» **PROBLEM REQUIREMENTS**
Each record must be repeated exactly. None may be dropped.

(Saved data entries)

---*---

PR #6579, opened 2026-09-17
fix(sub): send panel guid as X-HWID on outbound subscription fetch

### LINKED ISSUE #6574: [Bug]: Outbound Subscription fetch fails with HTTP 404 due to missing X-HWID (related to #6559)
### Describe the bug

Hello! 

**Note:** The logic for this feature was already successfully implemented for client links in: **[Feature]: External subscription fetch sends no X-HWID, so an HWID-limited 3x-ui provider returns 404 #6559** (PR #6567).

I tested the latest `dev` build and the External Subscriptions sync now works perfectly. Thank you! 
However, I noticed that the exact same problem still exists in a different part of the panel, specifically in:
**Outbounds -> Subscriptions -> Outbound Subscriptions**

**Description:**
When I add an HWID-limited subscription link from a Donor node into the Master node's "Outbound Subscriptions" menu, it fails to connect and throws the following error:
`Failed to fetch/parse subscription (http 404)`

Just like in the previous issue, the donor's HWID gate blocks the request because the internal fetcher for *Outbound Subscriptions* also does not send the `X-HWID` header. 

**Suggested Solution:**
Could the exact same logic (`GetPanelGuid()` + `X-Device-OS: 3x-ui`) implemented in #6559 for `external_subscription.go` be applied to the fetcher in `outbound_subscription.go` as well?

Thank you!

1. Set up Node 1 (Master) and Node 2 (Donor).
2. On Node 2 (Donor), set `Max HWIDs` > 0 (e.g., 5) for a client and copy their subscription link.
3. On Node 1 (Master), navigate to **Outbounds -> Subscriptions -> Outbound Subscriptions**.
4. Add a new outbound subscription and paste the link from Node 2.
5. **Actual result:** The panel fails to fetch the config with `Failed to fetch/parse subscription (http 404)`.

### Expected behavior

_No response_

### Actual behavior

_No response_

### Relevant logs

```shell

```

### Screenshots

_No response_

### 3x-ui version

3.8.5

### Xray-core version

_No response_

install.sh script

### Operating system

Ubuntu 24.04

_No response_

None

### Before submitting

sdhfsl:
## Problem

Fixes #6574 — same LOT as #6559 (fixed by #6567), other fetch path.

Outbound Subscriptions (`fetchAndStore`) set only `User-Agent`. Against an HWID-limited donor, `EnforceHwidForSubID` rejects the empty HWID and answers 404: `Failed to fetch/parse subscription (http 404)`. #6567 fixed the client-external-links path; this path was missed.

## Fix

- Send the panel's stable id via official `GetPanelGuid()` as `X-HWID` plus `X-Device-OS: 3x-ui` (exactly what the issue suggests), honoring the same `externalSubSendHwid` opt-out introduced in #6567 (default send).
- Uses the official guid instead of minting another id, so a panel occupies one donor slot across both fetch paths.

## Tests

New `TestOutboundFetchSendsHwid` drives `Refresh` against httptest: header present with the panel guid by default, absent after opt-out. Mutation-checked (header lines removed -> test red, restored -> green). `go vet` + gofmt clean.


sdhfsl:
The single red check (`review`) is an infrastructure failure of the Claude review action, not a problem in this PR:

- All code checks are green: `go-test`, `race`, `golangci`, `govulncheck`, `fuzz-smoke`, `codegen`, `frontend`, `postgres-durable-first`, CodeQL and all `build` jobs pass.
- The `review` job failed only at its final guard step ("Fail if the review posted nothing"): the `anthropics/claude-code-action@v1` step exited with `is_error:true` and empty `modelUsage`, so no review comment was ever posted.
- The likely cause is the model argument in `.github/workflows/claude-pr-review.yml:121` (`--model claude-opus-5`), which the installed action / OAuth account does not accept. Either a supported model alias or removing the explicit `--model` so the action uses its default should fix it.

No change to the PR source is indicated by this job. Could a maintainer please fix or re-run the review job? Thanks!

---*---

» **RESPONSE AREA**
PR #6579, opened 2026-09-17
fix(sub): send panel guid as X-HWID on outbound subscription fetch

### LINKED ISSUE #6574: [Bug]: Outbound Subscription fetch fails with HTTP 404 due to missing X-HWID (related to #6559)
### Describe the bug

Hello! 

**Note:** The logic for this feature was already successfully implemented for client links in: **[Feature]: External subscription fetch sends no X-HWID, so an HWID-limited 3x-ui provider returns 404 #6559** (PR #6567).

I tested the latest `dev` build and the External Subscriptions sync now works perfectly. Thank you! 
However, I noticed that the exact same problem still exists in a different part of the panel, specifically in:
**Outbounds -> Subscriptions -> Outbound Subscriptions**

**Description:**
When I add an HWID-limited subscription link from a Donor node into the Master node's "Outbound Subscriptions" menu, it fails to connect and throws the following error:
`Failed to fetch/parse subscription (http 404)`

Just like in the previous issue, the donor's HWID gate blocks the request because the internal fetcher for *Outbound Subscriptions* also does not send the `X-HWID` header. 

**Suggested Solution:**
Could the exact same logic (`GetPanelGuid()` + `X-Device-OS: 3x-ui`) implemented in #6559 for `external_subscription.go` be applied to the fetcher in `outbound_subscription.go` as well?

Thank you!

1. Set up Node 1 (Master) and Node 2 (Donor).
2. On Node 2 (Donor), set `Max HWIDs` > 0 (e.g., 5) for a client and copy their subscription link.
3. On Node 1 (Master), navigate to **Outbounds -> Subscriptions -> Outbound Subscriptions**.
4. Add a new outbound subscription and paste the link from Node 2.
5. **Actual result:** The panel fails to fetch the config with `Failed to fetch/parse subscription (http 404)`.

### Expected behavior

_No response_

### Actual behavior

_No response_

### Relevant logs

```shell

```

### Screenshots

_No response_

### 3x-ui version

3.8.5

### Xray-core version

_No response_

install.sh script

### Operating system

Ubuntu 24.04

_No response_

None

### Before submitting

sdhfsl:
## Problem

Fixes #6574 — same LOT as #6559 (fixed by #6567), other fetch path.

Outbound Subscriptions (`fetchAndStore`) set only `User-Agent`. Against an HWID-limited donor, `EnforceHwidForSubID` rejects the empty HWID and answers 404: `Failed to fetch/parse subscription (http 404)`. #6567 fixed the client-external-links path; this path was missed.

## Fix

- Send the panel's stable id via official `GetPanelGuid()` as `X-HWID` plus `X-Device-OS: 3x-ui` (exactly what the issue suggests), honoring the same `externalSubSendHwid` opt-out introduced in #6567 (default send).
- Uses the official guid instead of minting another id, so a panel occupies one donor slot across both fetch paths.

## Tests

New `TestOutboundFetchSendsHwid` drives `Refresh` against httptest: header present with the panel guid by default, absent after opt-out. Mutation-checked (header lines removed -> test red, restored -> green). `go vet` + gofmt clean.


sdhfsl:
The single red check (`review`) is an infrastructure failure of the Claude review action, not a problem in this PR:

- All code checks are green: `go-test`, `race`, `golangci`, `govulncheck`, `fuzz-smoke`, `codegen`, `frontend`, `postgres-durable-first`, CodeQL and all `build` jobs pass.
- The `review` job failed only at its final guard step ("Fail if the review posted nothing"): the `anthropics/claude-code-action@v1` step exited with `is_error:true` and empty `modelUsage`, so no review comment was ever posted.
- The likely cause is the model argument in `.github/workflows/claude-pr-review.yml:121` (`--model claude-opus-5`), which the installed action / OAuth account does not accept. Either a supported model alias or removing the explicit `--model` so the action uses its default should fix it.

No change to the PR source is indicated by this job. Could a maintainer please fix or re-run the review job? Thanks!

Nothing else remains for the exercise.